(Records excerpted from a collection)
- Opening Delimiter -

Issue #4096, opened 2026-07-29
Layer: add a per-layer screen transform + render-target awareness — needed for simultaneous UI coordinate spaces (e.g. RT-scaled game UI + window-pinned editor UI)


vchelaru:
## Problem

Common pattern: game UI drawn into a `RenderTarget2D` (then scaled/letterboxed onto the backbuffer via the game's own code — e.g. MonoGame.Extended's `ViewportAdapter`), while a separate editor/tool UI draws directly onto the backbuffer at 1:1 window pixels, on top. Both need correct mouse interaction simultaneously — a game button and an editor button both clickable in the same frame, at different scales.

- Closing Delimiter -
- Opening Delimiter -

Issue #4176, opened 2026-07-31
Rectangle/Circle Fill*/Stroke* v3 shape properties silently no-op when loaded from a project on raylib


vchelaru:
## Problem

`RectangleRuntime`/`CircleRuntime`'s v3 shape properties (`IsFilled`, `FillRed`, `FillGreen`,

- Closing Delimiter -
- Opening Delimiter -

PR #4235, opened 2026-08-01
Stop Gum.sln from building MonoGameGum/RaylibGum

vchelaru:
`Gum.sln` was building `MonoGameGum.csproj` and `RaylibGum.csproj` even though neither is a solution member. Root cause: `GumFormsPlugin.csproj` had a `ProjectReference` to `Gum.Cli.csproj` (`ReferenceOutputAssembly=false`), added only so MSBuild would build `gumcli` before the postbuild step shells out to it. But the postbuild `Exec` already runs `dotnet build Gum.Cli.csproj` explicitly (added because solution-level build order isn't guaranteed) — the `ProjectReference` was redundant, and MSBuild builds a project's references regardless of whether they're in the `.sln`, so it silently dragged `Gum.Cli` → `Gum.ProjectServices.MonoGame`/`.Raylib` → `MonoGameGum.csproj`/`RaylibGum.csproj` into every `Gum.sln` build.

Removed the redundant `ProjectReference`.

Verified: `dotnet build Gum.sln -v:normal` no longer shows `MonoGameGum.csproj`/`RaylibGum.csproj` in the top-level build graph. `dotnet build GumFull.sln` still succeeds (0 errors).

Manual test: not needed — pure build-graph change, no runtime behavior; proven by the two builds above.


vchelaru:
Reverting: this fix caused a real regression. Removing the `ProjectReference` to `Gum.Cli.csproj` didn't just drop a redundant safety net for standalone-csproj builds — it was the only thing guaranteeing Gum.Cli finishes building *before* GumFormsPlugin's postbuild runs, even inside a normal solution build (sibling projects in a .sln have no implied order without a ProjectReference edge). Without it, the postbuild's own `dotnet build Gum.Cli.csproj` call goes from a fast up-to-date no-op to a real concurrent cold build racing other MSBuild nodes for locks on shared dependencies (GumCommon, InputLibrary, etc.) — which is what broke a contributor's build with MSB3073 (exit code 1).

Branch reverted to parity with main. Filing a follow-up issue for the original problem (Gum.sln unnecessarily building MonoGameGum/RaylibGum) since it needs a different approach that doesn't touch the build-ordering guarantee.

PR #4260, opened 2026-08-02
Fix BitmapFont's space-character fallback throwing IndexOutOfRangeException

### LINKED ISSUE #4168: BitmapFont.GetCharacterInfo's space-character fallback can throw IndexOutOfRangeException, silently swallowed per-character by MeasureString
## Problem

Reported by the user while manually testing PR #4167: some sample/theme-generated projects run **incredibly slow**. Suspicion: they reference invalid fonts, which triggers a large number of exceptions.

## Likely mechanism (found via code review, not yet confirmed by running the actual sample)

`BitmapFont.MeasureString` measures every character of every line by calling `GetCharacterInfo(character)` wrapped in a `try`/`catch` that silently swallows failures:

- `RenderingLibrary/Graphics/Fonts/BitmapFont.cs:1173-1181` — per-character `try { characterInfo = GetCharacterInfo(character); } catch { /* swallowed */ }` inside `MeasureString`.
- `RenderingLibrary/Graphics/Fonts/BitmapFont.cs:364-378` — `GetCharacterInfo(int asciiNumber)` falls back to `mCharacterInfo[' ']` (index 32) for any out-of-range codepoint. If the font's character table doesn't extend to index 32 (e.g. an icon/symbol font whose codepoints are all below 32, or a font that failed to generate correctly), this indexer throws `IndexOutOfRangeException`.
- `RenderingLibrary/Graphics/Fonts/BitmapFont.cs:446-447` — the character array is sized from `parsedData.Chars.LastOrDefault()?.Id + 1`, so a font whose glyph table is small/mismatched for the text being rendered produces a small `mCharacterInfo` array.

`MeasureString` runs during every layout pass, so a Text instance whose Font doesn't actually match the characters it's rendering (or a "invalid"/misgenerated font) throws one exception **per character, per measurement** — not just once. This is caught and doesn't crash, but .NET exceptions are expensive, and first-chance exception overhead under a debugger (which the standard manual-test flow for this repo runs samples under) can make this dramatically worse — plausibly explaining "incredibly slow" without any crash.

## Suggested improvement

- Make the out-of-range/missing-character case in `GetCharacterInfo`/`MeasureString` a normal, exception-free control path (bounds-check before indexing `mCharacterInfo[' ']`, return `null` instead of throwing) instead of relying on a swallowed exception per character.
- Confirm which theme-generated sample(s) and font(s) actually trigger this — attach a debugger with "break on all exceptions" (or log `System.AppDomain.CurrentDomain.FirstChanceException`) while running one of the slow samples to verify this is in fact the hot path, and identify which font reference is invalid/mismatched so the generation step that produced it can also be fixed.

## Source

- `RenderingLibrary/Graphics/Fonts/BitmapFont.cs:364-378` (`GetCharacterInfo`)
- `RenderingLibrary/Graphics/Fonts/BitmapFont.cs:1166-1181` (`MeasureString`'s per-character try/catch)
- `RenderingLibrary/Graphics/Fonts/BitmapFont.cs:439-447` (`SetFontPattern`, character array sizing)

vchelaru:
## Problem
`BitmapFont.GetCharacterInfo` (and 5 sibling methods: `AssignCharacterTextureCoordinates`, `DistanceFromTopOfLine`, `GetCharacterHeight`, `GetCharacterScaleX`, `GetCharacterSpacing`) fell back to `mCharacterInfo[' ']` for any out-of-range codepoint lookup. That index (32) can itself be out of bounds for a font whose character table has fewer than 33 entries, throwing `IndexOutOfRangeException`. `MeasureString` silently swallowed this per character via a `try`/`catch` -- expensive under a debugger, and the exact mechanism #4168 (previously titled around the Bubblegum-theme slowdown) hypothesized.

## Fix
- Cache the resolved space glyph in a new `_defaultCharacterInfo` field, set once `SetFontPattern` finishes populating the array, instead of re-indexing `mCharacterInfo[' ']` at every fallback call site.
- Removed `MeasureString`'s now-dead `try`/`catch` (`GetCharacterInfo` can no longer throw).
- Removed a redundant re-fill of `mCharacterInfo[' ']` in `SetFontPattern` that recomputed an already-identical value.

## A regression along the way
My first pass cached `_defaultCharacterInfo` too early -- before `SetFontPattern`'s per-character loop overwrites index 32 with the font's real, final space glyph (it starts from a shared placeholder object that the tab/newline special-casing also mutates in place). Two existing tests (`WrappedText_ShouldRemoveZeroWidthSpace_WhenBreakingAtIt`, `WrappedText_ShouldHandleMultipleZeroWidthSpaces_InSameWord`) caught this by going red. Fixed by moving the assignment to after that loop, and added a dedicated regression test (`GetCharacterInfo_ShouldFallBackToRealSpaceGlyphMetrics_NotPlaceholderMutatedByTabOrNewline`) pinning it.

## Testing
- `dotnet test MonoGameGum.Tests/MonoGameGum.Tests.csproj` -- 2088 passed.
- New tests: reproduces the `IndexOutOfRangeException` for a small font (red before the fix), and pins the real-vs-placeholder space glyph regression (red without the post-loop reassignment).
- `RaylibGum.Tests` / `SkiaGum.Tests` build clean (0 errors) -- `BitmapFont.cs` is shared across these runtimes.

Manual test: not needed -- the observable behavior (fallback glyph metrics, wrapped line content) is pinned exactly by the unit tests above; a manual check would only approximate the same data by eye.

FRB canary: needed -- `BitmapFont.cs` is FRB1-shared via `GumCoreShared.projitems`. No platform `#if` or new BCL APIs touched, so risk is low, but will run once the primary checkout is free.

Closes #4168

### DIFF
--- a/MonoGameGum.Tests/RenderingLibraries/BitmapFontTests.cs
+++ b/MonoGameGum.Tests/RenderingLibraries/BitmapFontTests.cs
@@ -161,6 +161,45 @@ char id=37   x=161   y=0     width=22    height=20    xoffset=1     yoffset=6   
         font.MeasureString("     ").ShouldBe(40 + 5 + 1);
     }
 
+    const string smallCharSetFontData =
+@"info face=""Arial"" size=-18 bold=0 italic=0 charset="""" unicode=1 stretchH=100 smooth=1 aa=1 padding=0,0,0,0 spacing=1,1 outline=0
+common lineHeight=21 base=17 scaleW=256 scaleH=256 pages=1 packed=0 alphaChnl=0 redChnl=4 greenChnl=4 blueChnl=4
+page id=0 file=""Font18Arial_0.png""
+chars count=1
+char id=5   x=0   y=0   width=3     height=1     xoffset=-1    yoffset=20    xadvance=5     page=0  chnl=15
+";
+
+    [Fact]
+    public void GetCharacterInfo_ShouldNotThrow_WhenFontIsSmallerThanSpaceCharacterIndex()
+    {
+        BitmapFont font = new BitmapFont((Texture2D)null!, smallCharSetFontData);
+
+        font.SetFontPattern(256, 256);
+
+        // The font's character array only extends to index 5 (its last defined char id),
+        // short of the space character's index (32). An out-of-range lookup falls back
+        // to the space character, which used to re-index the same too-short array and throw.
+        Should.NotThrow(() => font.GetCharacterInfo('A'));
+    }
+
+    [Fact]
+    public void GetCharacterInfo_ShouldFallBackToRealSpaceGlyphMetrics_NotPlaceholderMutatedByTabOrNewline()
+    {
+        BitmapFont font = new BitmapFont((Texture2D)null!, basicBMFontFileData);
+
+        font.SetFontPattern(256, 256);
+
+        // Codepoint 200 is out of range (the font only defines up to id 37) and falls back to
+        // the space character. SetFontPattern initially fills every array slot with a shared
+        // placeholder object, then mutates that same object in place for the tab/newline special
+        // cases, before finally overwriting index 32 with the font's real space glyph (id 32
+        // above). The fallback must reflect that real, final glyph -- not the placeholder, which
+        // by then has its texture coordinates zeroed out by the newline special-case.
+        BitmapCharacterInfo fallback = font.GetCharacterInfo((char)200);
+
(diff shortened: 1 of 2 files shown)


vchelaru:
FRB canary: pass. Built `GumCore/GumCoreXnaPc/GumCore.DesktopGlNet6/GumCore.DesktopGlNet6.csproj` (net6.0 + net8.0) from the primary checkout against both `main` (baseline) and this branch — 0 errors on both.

- Closing Delimiter -

### Exercise goal
Return exactly, and only, the lines above starting at the line that contains "Issue #4096, opened 2026-07-29" and ending at the line that contains "Common pattern: game".

### Worked solution
Issue #4096, opened 2026-07-29
Layer: add a per-layer screen transform + render-target awareness — needed for simultaneous UI coordinate spaces (e.g. RT-scaled game UI + window-pinned editor UI)


vchelaru:
## Problem

Common pattern: game UI drawn into a `RenderTarget2D` (then scaled/letterboxed onto the backbuffer via the game's own code — e.g. MonoGame.Extended's `ViewportAdapter`), while a separate editor/tool UI draws directly onto the backbuffer at 1:1 window pixels, on top. Both need correct mouse interaction simultaneously — a game button and an editor button both clickable in the same frame, at different scales.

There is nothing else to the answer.